Anti-pulling double-layer double-pendulum type friction pendulum vibration isolation support

Technical Field

The invention relates to the technical field of civil engineering structure shock insulation, in particular to an anti-pulling double-layer double-pendulum type friction pendulum shock insulation support.

Background

The seismic isolation technology is the technology which can control structural damage most effectively in the world at present, earthquakes frequently occur in China, most cities have higher earthquake risks, and therefore seismic isolation buildings are developed vigorously in China. The most key realization device of the seismic isolation building is a seismic isolation support.
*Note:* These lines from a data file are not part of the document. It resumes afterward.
PR #4962, opened 2026-03-04
Fix: String literal type checking

kugesan1105:
### Problem
The type checker was reporting false errors on common string operations:
- `text.split(" ")[0] + " suffix"` → "No matching overload for `__add__`"
- `msg = "hello"; msg += " world";` → "Cannot assign Literal to Literal"
- `len(f"hello {name}")` → "Cannot assign LiteralString to Sized"
- Any file with `b"..."` byte strings crashed

### Now supported
- String method chaining with concatenation works correctly
- String variable reassignment and `+=` operations
- Built-in functions like `len()` on f-strings and literals
- Byte string literals typed as `bytes`

### DIFF
--- a/.github/workflows/jac-check.yml
+++ b/.github/workflows/jac-check.yml
@@ -28,6 +28,14 @@ jobs:
           pip install -e ./jac-byllm
           pip install -e ./jac-super
 
+      - name: Run jac format (check formatting)
+        run: |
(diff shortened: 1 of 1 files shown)


jac/jaclang/compiler/type_system/impl/types.impl.jac
```diff
@@ -61,7 +64,12 @@ impl FunctionType._index_of_type_param(
...
-        if (type_param is type_var) {
+        # Compare by name instead of identity (Pyright uses scopeId + name)
+        if type_param.name and type_var.name and type_param.name == type_var.name {
+            return idx;
+        }
+        # Fallback to identity check for backwards compatibility
+        if type_param is type_var {
             return idx;
         }
     }
```
kugesan1105, line 75: Image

At present, two main types of shock insulation supports are provided, one type is a rubber shock insulation support which mainly comprises rubber and a laminated steel plate; the vibration isolation support for the friction pendulum is divided into a simple pendulum, a double pendulum and a compound pendulum according to different structures of the friction pendulum. Both of these supports are widely used in practical engineering. However, the common feature of these two supports is that they cannot resist large tonnage tensile forces. The number of high-rise buildings in China is increased year by year, the high-rise buildings are difficult to avoid bottom tension under the action of earthquake, and the application of the technology in the high-rise buildings is limited due to the difficulty in realizing uplift resistance of the shock isolation device.

Disclosure of Invention

The present invention is directed to solving at least one of the problems of the prior art. Therefore, the invention aims to provide the anti-pulling double-layer double-pendulum type friction pendulum seismic isolation support which is strong in anti-pulling capacity and large in deformation capacity, ensures a horizontal seismic isolation effect, is simple in structure, convenient to manufacture, low in cost and high in production efficiency.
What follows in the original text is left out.